Prompt for meina-pro-mistoon-hll3:

(front view, symmetry:1.2), ...character description here..., standing, arms at sides, open mouth, smiling,
simple white background, single-color white background, (illustration, 2d, cg, masterpiece:1.2)

The front view and symmetry, appropriately weighted and placed at the beginning, greatly increase the chances of actually getting a direct front view.

Negative prompt:

(three quarters view, detailed background:1.2), full body shot, (blurry, sketch, 3d, photo:1.2),
...character-specific negatives here..., negative_hand-neg, verybadimagenegative_v1.3

As usual, the negative embeddings can be found on Civitai (negative_hand-neg, verybadimagenegative_v1.3)

Then just test it, and equip the negative prompt with NSFW terms if needed.

The camera angle terms in the prompt may need some experimentation. Above, we put full body shot in the negative prompt, because in SD 1.5, at least with many anime models, full body shots often get a garbled face. However, a full body shot can actually be useful here, because it has the legs available so you can crop them at whatever point they need to be cropped to align the character's face with the template.

One possible solution is to ask for a full body shot, and txt2img for a good pose and composition only, no matter the face. Then img2img the result, using the ADetailer extension for Automatic1111 (0.75 denoise, with ControlNet inpaint enabled) to fix the face. You can also use ADetailer in txt2img mode, but that wastes compute (and wall time) on fixing the face in the large majority of gens that do not have the perfect composition and/or outfit.

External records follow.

PR #961, opened 2018-01-31
Make Map initialisation be explicit.

AlCutter:
This removes a bunch of complexity and cost during normal operation of the Map, shifting the initialisation to a one-time step at the point of tree creation.


cmd/createtree/main.go
```diff
@@ -81,18 +81,41 @@ func createTree(ctx context.Context) (*trillian.Tree, error) {
...
 	client := trillian.NewTrillianAdminClient(conn)
+	var tree *trillian.Tree
 	for {
-		tree, err := client.CreateTree(ctx, req)
-		if err == nil {
-			return tree, nil
+		glog.Info("CreateTree...")
+		tree, err = client.CreateTree(ctx, req)
+		if err != nil {
+			if s, ok := status.FromError(err); ok && s.Code() == codes.Unavailable {
```
gdbelvin: Should this error be propagated back to the user rather than retrying internally?

cmd/createtree/main.go
```diff
@@ -81,18 +81,41 @@ func createTree(ctx context.Context) (*trillian.Tree, error) {
...
+			return nil, fmt.Errorf("failed to CreateTree(%+v): %T %v", req, err, err)
 		}
-		if s, ok := status.FromError(err); ok && s.Code() == codes.Unavailable {
-			glog.Errorf("Admin server unavailable, trying again: %v", err)
-			time.Sleep(100 * time.Millisecond)
-			continue
+		break
+	}
+
+	if tree.TreeType == trillian.TreeType_MAP {
```
gdbelvin: While we're at it... should we think about doing this for the Log here as well?

trillian_map_api.proto
```diff
@@ -111,4 +118,5 @@ service TrillianMap {
         get: "/v1beta1/maps/{map_id}/roots/{revision}"
       };
   }
+  rpc InitMap(InitMapRequest) returns(InitMapResponse) {}
```
gdbelvin: Maps are initialized during `CreateTree` already. 
Could you expand on the use case in mind?

cmd/createtree/main.go
```diff
@@ -81,18 +81,41 @@ func createTree(ctx context.Context) (*trillian.Tree, error) {
 	defer conn.Close()
 
 	client := trillian.NewTrillianAdminClient(conn)
+	var tree *trillian.Tree
 	for {
-		tree, err := client.CreateTree(ctx, req)
-		if err == nil {
-			return tree, nil
+		glog.Info("CreateTree...")
```
gdbelvin: I think the pattern we want here looks a little more like:
```
for {
   select {
      case <- ctx.Done():
            return ctx.Err()
      case <- time.After(backoff.Time())
              // Retry
   }
}
```

trillian_map_api.proto
AlCutter: That is not true :)
The Map is created by CreateTree, but the map code fails spectacularly if there isn't an initial rev 0 Map head, which is why there were a bunch of calls to `Init()` dotted throughout the RPC server inline with all the incoming requests.  Unfortunately, this leads to multiplication of the number of in-flight transactions, and also makes it impossible (or very hard) to refactor the storage implementation to support other transaction programmatic models (see #954).

cmd/createtree/main.go
AlCutter: Happy to modify the pre-existing pattern to a friendlier backoff like you propose, but I'd rather do that in a follow up to keep this delta as small as possible.

AlCutter:
It's not so much about a use-case for having this separate as reducing complexity and overhead for the 99% path.  A follow-on change which might help would be to move the `Init` stuff into the `AdminServer`, but that requires a bunch more work since it then needs access to a lot of the stuff the `MapServer` has (keys, map writing logic etc.).

`InitMap()` is safe to call multiple times (it'll only init the map if the map needs initialising), and of course Trillian APIs are only intended to be visible to personalities/operators anyway.

cmd/createtree/main.go
```diff
@@ -81,18 +81,41 @@ func createTree(ctx context.Context) (*trillian.Tree, error) {
...
+		break
+	}
+
+	if tree.TreeType == trillian.TreeType_MAP {
+		for {
+			glog.Infof("Initialising Map %x...", tree.TreeId)
+			// Now, if it's a Map, initialise it.
+			mc := trillian.NewTrillianMapClient(conn)
+			req := &trillian.InitMapRequest{MapId: tree.TreeId}
+			_, err := mc.InitMap(ctx, req)
```
gdbelvin: This line and the following can be collaped

AlCutter:
It'd be really nice to have this be part of the Admin API and happen transactionally within `CreateTree()`, but there are some difficulties with that currently since an `AdminTX` != `MapTX`.
I think the best we can do there is have the admin `CreateTree` perform the two TX and return the result, but the rough edge there is that the 2nd TX (the map init) TX fails and you, as the caller, have no way at all to complete the operation; that means you end up with potentially many half-initialised map trees cluttering up your DB with no way to know, or do anything, about them :/

The current implementation has a similar dual TX issue, but you, as the operator, have all the information you need to recover - you know the treeID, and if the init fails you know that and can retry.

I'll refactor the code from the `CreateTree` command out so that it can be reused, though.

cmd/createtree/main.go
```diff
@@ -81,18 +81,41 @@ func createTree(ctx context.Context) (*trillian.Tree, error) {
...
 		}
-		if s, ok := status.FromError(err); ok && s.Code() == codes.Unavailable {
-			glog.Errorf("Admin server unavailable, trying again: %v", err)
-			time.Sleep(100 * time.Millisecond)
-			continue
+		break
+	}
+
+	if tree.TreeType == trillian.TreeType_MAP {
+		for {
```
gdbelvin: Consider supporting cancellation and a max retry count in this block as well.

cmd/createtree/main.go
AlCutter: done

cmd/createtree/main.go
AlCutter: ack.

integration/maptest/map.go
```diff
@@ -132,14 +132,19 @@ func verifyGetMapLeavesResponse(getResp *trillian.GetMapLeavesResponse, indexes
 }
 
 // newTreeWithHasher is a test setup helper for creating new trees with a given hasher.
-func newTreeWithHasher(ctx context.Context, tadmin trillian.TrillianAdminClient, hashStrategy trillian.HashStrategy) (*trillian.Tree, hashers.MapHasher, error) {
+func newTreeWithHasher(ctx context.Context, tadmin trillian.TrillianAdminClient, tmap trillian.TrillianMapClient, hashStrategy trillian.HashStrategy) (*trillian.Tree, hashers.MapHasher, error) {
 	treeParams := stestonly.MapTree
 	treeParams.HashStrategy = hashStrategy
 	tree, err := tadmin.CreateTree(ctx, &trillian.CreateTreeRequest{
```
gdbelvin: This combination of `CreateTree`, `InitMap` could be pulled out into a general `CreateAndInitMap` function

integration/maptest/map.go
```diff
@@ -163,24 +168,28 @@ func RunMapRevisionZero(ctx context.Context, t *testing.T, tadmin trillian.Trill
 		},
 	} {
 		for _, hashStrategy := range tc.hashStrategy {
```
gdbelvin: This pattern of testing is slightly easier if we put it in the following form: 
```
t.Run(tc.desc, func (t testing.T) {
    ...
    if err != nil {
         t.Fatalf()
    }
})
```

This has the following nice benefits: 
- Individual test cases can be isolated when running with `go test ./integration/maptest -run RunMapRevisionZero/Desc`
- Test descriptions don't need to be included in every error message
- `t.Fatalf` and `return` can be used without stopping tests later on.

integration/maptest/map.go
```diff
@@ -244,16 +256,18 @@ func RunMapRevisionInvalid(ctx context.Context, t *testing.T, tadmin trillian.Tr
 		},
 	} {
 		for _, hashStrategy := range tc.HashStrategy {
```
gdbelvin: Consider using `t.Run` here. This would remove the need to introduce a Goto location definition.

integration/maptest/map.go
```diff
@@ -273,6 +288,7 @@ func RunMapRevisionInvalid(ctx context.Context, t *testing.T, tadmin trillian.Tr
 
 // RunLeafHistory performs checks on Trillian Map leaf updates under a variety of Hash Strategies.
 func RunLeafHistory(ctx context.Context, t *testing.T, tadmin trillian.TrillianAdminClient, tmap trillian.TrillianMapClient) {
+tests:
```
gdbelvin: Same here

integration/maptest/map.go
```diff
@@ -366,6 +385,7 @@ func RunLeafHistory(ctx context.Context, t *testing.T, tadmin trillian.TrillianA
 // RunInclusion performs checks on Trillian Map inclusion proofs after setting and getting leafs,
 // for a variety of hash strategies.
 func RunInclusion(ctx context.Context, t *testing.T, tadmin trillian.TrillianAdminClient, tmap trillian.TrillianMapClient) {
+tests:
```
gdbelvin: and here

server/interceptor/interceptor.go
```diff
@@ -334,12 +334,13 @@ func newRPCInfo(req interface{}, quotaUser string) (*rpcInfo, error) {
 		info.treeType = trillian.TreeType_MAP
 
 	// Map / readwrite
-	case *trillian.SetMapLeavesRequest:
+	case *trillian.SetMapLeavesRequest,
```
gdbelvin: wow, this is cool.  Didn't know you could do that!

server/map_rpc_server.go
```diff
@@ -393,3 +379,8 @@ func (t *TrillianMapServer) getTreeAndHasher(ctx context.Context, treeID int64,
 	}
 	return tree, th, nil
 }
+
+// InitMap implements the RPC Method of the same name.
+func (t *TrillianMapServer) InitMap(ctx context.Context, req *trillian.InitMapRequest) (*trillian.InitMapResponse, error) {
+	return &trillian.InitMapResponse{}, t.Init(ctx, req.MapId)
```
gdbelvin: Protobuf.empty might be useful as the response type here

trillian_map_api.proto
gdbelvin: `rpc InitMap(InitMapRequest) returns(protobuf.Empty) {
     post: "/v1beta1/maps/{map_id}:init
}`

cmd/createtree/testonly/fake_server.go
```diff
@@ -92,3 +97,12 @@ func (s *FakeAdminServer) CreateTree(ctx context.Context, req *trillian.CreateTr
...
 	return &resp, nil
 }
+
+// InitMap returns an error if s.InitErr is set, and an empty InitMapResponse
+// struct otherwise.
+func (s *FakeAdminMapServer) InitMap(ctx context.Context, req *trillian.InitMapRequest) (*trillian.InitMapResponse, error) {
+	if s.InitErr != nil {
+		return nil, s.InitErr
+	}
+	return &trillian.InitMapResponse{}, nil
```
gdbelvin: return nil, nil?

cmd/createtree/main.go
gdbelvin: Sounds good

cmd/createtree/testonly/fake_server.go
gdbelvin: Fair enough. Consider using the empty protobuf as a response though?

server/map_rpc_server.go
```diff
@@ -56,62 +56,42 @@ func (t *TrillianMapServer) IsHealthy() error {
...
 	if err != storage.ErrMapNeedsInit && err != nil {
-		return err
+		return nil, err
 	}
 	defer tx.Close()
 
 	if err == nil {
 		// Init() not needed.
-		return nil
+		return nil, nil
```
gdbelvin: When `Init` is called _after_ the log has already been initialized, should it return the SMR of revision 0 rather than nil? 

A description of how clients would use the SMR might help determine what a consistent response from `Init` should be.

server/map_rpc_server.go
```diff
@@ -393,3 +359,14 @@ func (t *TrillianMapServer) getTreeAndHasher(ctx context.Context, treeID int64,
 	}
 	return tree, th, nil
 }
+
+// InitMap implements the RPC Method of the same name.
+func (t *TrillianMapServer) InitMap(ctx context.Context, req *trillian.InitMapRequest) (*trillian.InitMapResponse, error) {
```
gdbelvin: It's not clear why there are two `Init` functions in the map server...

server/map_rpc_server.go
AlCutter: I don't think so, no - this way you can tell if whether or not the Init() did anything.
I'd expect that when a fresh SMR is created, the operator using the `CreateTree` tool might want to inspect/verify it - if the Map's already been initialised, then there's no need to do that again (or they can use the GetSignedMapRootAtRevision() to inspect it if they have some other reason).

server/map_rpc_server.go
AlCutter: For minimal diff, really - `Init()` was pre-existing, but I've collapsed it into the RPC method now.

gdbelvin: Consider either collapsing the two functions -- I don't think the diff size is going to be that bad, or maybe make the pre-existing `Init` function private? It would be nice to have a single point of entry for this function.

server/map_rpc_server.go
gdbelvin: If there's a use case for doing something special then this makes sense.  

It intuitively feels like it doesn't match typical REST API or singleton init semantics which always return a valid thing when called, or error when called twice. I'd worry a bit that callers would try to dereference the response if `err==nil` and result in a crash.

AlCutter: Good call - `InitMap()` now returns an AlreadyExists error if the map was already initialised.

server/map_rpc_server.go
AlCutter: Reread the previous comment :)

cmd/createtree/testonly/fake_server.go
```diff
@@ -26,25 +26,30 @@ import (
 	"google.golang.org/grpc"
 )
 
-// FakeAdminServer implements the TrillianAdminServer CreateTree RPC.
+// FakeAdminMapServer implements the TrillianAdminServer CreateTree, and
+// the TrillianMapServer InitMap RPCs.
 // The remaining RPCs are not implemented.
-type FakeAdminServer struct {
+type FakeAdminMapServer struct {
```
Martin2112: Why was this renamed btw? It's not just used by map tests.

Finally, you may want to upscale, to have enough pixels available to align and crop a good-looking result. Beside latent upscaling with ControlNet Tile [1] [2] [3], you could try especially the Remacri or AnimeSharp GANs (in the Extras tab of Automatic1111). Many AI upscalers can be downloaded at OpenModelDB.

ADetailer notes

  • Some versions of ADetailer may fail to render anything into the final output image if the main denoise is set to 0, no matter the ADetailer denoise setting.
    • To work around this, use a small value for the main denoise (0.05) to force it to render, without changing the rest of the image too much.
  • When inpainting, the inpaint mask must cover the whole area that contains the features to be detected. Otherwise ADetailer will start to process correctly, but since the inpaint mask doesn't cover the area to be edited, it can't write there in the final output image.
    • This makes sense in hindsight: when inpainting, the area to be edited must be masked. It doesn't matter how the inpainted image data is produced.

Acknowledgements

This software incorporates the THA3 AI-based anime posing engine developed by Pramook Khungurn. The THA3 code is used under the MIT license, and the THA3 AI models are used under the Creative Commons Attribution 4.0 International license. The THA3 example character is used under the Creative Commons Attribution-NonCommercial 4.0 International license. The trained models are currently mirrored on HuggingFace.

In this software, the manual poser app has been mostly rewritten, and the live mode (the animation driver) is original to talkinghead (although initially inspired by the IFacialMocap demo).